Editorial


Oncological outcomes of the TIME trial in esophageal cancer: is it the era of minimally invasive esophagectomy?

Lijie Tan, Han Tang

Abstract

Esophageal cancer is one of the most common digestive tract cancers worldwide. Although multimodality therapy has been used in the treatment of esophageal cancer, there is still a poor prognosis (1). For decades, esophageal resection remains the mainstream of multimodality treatment for esophageal cancer, but traditional open esophagectomy (OE) is associated with high perioperative morbidity and mortality. The unstopping advances in surgical devices and techniques have contributed to the transition from OE approach to minimally invasive esophagectomy (MIE) approach, which has demonstrated advantages in reducing postoperative pulmonary complications and improving short-term quality-of-life (QoL) verified by some prospective trials (2,3).
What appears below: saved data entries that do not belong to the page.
PR #1498, opened 2026-07-06
Remove duplicates in collision_primitive_core, import from math instead

etaoxing:


thowell (approved):
thanks @etaoxing!

etaoxing:
for for https://github.com/google-deepmind/mujoco_warp/pull/1535

PR #1501, opened 2026-07-07
Fix sparse qfrc_constraint zeroing for early-converged worlds

### LINKED ISSUE #1500: Sparse solver zeroes qfrc_constraint for worlds that converge early
When the constraint Jacobian is sparse, `_update_constraint` clears the whole `qfrc_constraint` array on every solver iteration and then only fills back in the worlds that haven't converged yet. So if a world converges before the rest of the batch, it gets cleared once and never refilled, and finishes the step at zero even though its constraints are active. The dense path doesn't do the blanket clear (it just overwrites each DOF), which is why it's fine.

This doesn't affect `qacc`, since that's already settled by the time a world converges. It only shows up if you actually read `qfrc_constraint`, e.g. force sensors going through `rne_postconstraint`. Newton happens to dodge it because the stable-fast path recomputes `qfrc_constraint` after the solve, but CG, PGS, elliptic cone, and compact have no such fallback.

Easy to see with a batch of 2048 humanoids started from perturbed states: ~2042 worlds have active constraints, but only a handful come back with a nonzero `qfrc_constraint`.

Originally reported in mjlab: mujocolab/mjlab#1086.

kevinzakka:
Fixes #1500.

### DIFF
--- a/mujoco_warp/_src/solver_test.py
+++ b/mujoco_warp/_src/solver_test.py
@@ -684,34 +684,57 @@ class SolverTest(parameterized.TestCase):
 
     self.assertTrue(total_any_changes, "no state changes detected across any keyframe")
 
-  @parameterized.parameters(SolverType.CG, SolverType.NEWTON)
-  def test_qfrc_constraint_early_convergence(self, solver_):
-    """Sparse qfrc_constraint must survive for worlds that converge before the batch."""
-    mjm, mjd, m, _ = test_data.fixture(
-      "humanoid/humanoid.xml",
-      keyframe=0,
-      overrides={"opt.jacobian": mujoco.mjtJacobian.mjJAC_SPARSE, "opt.solver": solver_},
-    )
+  def test_qfrc_constraint_early_convergence(self):
+    """Sparse qfrc_constraint must survive for a world that converges before the batch.
+
+    The sparse solve clears qfrc_constraint each iteration and only rewrites
+    unconverged worlds; a world that converges early must keep its value rather
+    than be zeroed by a later iteration's clear. Uses CG, which has no post-solve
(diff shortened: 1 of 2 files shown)


thowell:
thanks @kevinzakka! should be fixed in https://github.com/google-deepmind/mujoco_warp/pull/1493 (merged)

kevinzakka:
Hi @thowell, #1493's post-solve recovery covers the Newton stable-fast path, but the underlying sparse `zero_()` still wipes early-converged worlds for CG/PGS/elliptic/compact which have no recovery. The regression test in my PR fails on CG on top of #1493 but passes on Newton.

mujoco_warp/_src/solver_test.py
```diff
@@ -684,6 +684,35 @@ def _run_solver(d, update_fn, track=False):
 
     self.assertTrue(total_any_changes, "no state changes detected across any keyframe")
 
+  @parameterized.parameters(SolverType.CG, SolverType.NEWTON)
```
thowell: lets simplify this test to something that just tests that there are no zero values in `qfrc_constraint` when there shouldn't be after calling `solve`?

maybe something like: use `nworld=2`, provide 1 world with a converged solution and the other with an unconverged solution, run solve for 1 iteration, then 1 world is converged and 1 is not converged, check that all `qfrc_constraint` values are non-zero?

kevinzakka: Thanks Taylor, went ahead and simplified to a deterministic two-world CG setup, with the caveat that it needs staggered convergence across ≥2 iterations and a non-recovery solver like CG to actually reproduce.

thowell (approved):
thanks @kevinzakka!

PR #1504, opened 2026-07-07
Update plane texture formula to match mujoco

bd-pmorais:
I noticed that infinite plane tessellation differed between mujoco and the warp renderer. This PR brings the warp renderer to parity with mujoco by adding in the missing scale factor and offset. 

Note that for finite planes with `texuniform=false` the renderers still wont exactly match because mujoco divides by geom_size in that case but that would be a bigger change (warp doesn't have `mat_texuniform` exposed) and this covers the more common default case. 

side_by_side

### DIFF
--- a/mujoco_warp/_src/render.py
+++ b/mujoco_warp/_src/render.py
@@ -78,12 +78,16 @@ def sample_texture(
   mesh_id: int,
 ) -> wp.vec3:
   uv = wp.vec2(0.0, 0.0)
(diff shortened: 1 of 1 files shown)


thowell:
@bd-pmorais thanks for contributing this fix! please sign the cla. thanks!

thowell (approved):

thowell:
thanks @bd-pmorais!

However, debate is ongoing as to whether MIE is equivalent to open resection regarding long-term oncologic outcomes. Although many retrospective studies reported equivalent or even superior long-term outcomes of MIE over OE (4-6), we could not ignore the fact that conclusion was underpowered due to the biases, such as selection of cases, surgeon’s experience and non-uniform surgical procedure. With the intent to solve the predicament, the long-term results of multiple prospective randomized clinical trials, including MIRO (7), TIME (2) and ROMIO (8) have been waiting all the time.